(EXERCISE BRIEF)
Extract from the entries below, exactly as given, only the lines from the line containing "PR #1176, opened 2026-06-15" to the line containing "- **Account** insights", both lines included.

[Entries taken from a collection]
########################################

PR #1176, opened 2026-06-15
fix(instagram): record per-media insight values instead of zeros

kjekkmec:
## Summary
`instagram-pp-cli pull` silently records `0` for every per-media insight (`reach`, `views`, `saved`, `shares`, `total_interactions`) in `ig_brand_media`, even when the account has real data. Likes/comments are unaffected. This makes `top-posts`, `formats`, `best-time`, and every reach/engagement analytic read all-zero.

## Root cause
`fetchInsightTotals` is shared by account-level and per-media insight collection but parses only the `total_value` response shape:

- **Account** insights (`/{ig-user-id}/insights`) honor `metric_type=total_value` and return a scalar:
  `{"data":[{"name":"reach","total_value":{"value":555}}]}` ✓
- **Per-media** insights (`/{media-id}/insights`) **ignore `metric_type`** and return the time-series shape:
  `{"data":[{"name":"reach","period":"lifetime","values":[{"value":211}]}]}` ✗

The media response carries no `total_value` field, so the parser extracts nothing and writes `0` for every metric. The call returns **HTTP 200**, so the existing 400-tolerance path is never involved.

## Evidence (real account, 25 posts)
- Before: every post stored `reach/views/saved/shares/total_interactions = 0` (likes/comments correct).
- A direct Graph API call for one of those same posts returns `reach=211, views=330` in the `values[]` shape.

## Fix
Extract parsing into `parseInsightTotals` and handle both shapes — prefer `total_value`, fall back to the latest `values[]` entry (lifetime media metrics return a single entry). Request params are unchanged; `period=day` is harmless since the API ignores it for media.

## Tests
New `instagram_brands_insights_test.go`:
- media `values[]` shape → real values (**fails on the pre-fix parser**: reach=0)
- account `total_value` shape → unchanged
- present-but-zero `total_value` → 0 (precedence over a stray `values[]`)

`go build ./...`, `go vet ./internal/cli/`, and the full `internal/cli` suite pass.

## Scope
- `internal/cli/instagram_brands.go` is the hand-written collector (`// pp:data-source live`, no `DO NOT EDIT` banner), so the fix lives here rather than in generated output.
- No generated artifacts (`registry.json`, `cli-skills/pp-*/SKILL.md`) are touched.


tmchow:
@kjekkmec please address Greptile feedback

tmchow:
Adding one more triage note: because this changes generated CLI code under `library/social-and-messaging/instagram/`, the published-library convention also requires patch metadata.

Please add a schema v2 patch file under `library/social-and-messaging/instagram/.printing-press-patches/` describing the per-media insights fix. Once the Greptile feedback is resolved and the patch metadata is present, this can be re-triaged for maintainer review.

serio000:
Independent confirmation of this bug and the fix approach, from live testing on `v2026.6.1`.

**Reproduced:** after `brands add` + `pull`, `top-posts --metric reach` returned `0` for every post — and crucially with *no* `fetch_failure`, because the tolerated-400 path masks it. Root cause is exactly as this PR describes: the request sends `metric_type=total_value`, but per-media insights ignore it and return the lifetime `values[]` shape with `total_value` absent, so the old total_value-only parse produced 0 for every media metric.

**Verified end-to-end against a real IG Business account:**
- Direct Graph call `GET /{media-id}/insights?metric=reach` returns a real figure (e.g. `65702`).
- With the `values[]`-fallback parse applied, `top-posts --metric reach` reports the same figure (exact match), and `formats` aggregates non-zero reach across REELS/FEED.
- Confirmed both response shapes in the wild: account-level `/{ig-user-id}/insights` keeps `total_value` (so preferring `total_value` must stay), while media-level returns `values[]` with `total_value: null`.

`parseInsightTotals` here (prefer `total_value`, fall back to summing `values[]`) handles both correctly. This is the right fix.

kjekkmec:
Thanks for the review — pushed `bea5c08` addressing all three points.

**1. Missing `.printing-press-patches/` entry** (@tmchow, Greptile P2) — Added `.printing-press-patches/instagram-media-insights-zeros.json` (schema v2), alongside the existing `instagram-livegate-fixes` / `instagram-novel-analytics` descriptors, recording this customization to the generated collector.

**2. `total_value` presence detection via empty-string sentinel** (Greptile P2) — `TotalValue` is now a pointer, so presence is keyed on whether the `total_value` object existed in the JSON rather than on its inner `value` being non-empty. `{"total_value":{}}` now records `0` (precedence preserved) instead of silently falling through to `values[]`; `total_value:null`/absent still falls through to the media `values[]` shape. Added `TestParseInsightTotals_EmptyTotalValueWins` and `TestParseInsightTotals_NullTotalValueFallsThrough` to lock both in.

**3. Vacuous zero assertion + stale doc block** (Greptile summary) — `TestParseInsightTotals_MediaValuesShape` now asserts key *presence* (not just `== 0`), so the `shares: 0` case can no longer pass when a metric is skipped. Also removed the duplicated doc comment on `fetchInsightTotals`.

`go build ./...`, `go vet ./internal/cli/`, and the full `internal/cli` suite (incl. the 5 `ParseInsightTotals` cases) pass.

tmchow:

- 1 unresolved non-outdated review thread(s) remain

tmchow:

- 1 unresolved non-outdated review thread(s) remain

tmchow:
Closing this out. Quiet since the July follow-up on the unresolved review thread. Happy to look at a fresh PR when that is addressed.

########################################

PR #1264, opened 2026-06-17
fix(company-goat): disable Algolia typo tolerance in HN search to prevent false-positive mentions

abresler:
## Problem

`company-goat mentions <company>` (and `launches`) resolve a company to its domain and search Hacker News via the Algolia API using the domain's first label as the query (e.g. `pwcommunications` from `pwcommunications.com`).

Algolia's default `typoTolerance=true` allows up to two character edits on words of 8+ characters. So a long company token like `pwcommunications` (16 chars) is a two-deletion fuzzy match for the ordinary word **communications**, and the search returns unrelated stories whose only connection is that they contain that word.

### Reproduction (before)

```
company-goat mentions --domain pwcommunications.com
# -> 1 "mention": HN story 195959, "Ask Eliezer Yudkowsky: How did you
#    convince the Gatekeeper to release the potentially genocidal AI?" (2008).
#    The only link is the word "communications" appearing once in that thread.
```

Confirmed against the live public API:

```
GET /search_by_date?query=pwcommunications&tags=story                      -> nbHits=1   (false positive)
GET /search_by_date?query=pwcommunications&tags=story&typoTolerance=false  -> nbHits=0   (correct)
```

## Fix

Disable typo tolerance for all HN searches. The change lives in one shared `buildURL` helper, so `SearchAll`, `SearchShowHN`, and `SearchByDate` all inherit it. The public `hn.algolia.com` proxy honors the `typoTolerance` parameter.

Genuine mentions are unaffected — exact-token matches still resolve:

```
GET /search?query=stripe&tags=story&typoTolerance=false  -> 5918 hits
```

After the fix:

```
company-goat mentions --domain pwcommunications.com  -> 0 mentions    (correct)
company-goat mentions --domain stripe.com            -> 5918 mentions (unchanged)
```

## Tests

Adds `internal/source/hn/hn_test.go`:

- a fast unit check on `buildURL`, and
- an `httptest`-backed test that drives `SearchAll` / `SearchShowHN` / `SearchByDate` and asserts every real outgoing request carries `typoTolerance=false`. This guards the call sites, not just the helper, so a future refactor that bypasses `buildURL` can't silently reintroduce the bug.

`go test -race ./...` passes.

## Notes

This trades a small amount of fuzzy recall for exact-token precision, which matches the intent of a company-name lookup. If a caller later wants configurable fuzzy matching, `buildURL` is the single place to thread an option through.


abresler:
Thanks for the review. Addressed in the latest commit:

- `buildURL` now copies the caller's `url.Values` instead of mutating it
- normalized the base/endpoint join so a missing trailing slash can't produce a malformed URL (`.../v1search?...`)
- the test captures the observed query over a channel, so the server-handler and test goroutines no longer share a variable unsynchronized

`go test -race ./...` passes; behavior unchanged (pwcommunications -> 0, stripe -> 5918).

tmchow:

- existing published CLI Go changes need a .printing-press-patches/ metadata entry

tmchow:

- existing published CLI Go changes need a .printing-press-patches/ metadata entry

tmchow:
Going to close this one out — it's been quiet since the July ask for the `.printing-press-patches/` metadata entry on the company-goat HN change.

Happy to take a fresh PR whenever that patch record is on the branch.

########################################

(OUTPUT OF THE EXERCISE)
PR #1176, opened 2026-06-15
fix(instagram): record per-media insight values instead of zeros

kjekkmec:
## Summary
`instagram-pp-cli pull` silently records `0` for every per-media insight (`reach`, `views`, `saved`, `shares`, `total_interactions`) in `ig_brand_media`, even when the account has real data. Likes/comments are unaffected. This makes `top-posts`, `formats`, `best-time`, and every reach/engagement analytic read all-zero.

## Root cause
`fetchInsightTotals` is shared by account-level and per-media insight collection but parses only the `total_value` response shape:

- **Account** insights (`/{ig-user-id}/insights`) honor `metric_type=total_value` and return a scalar:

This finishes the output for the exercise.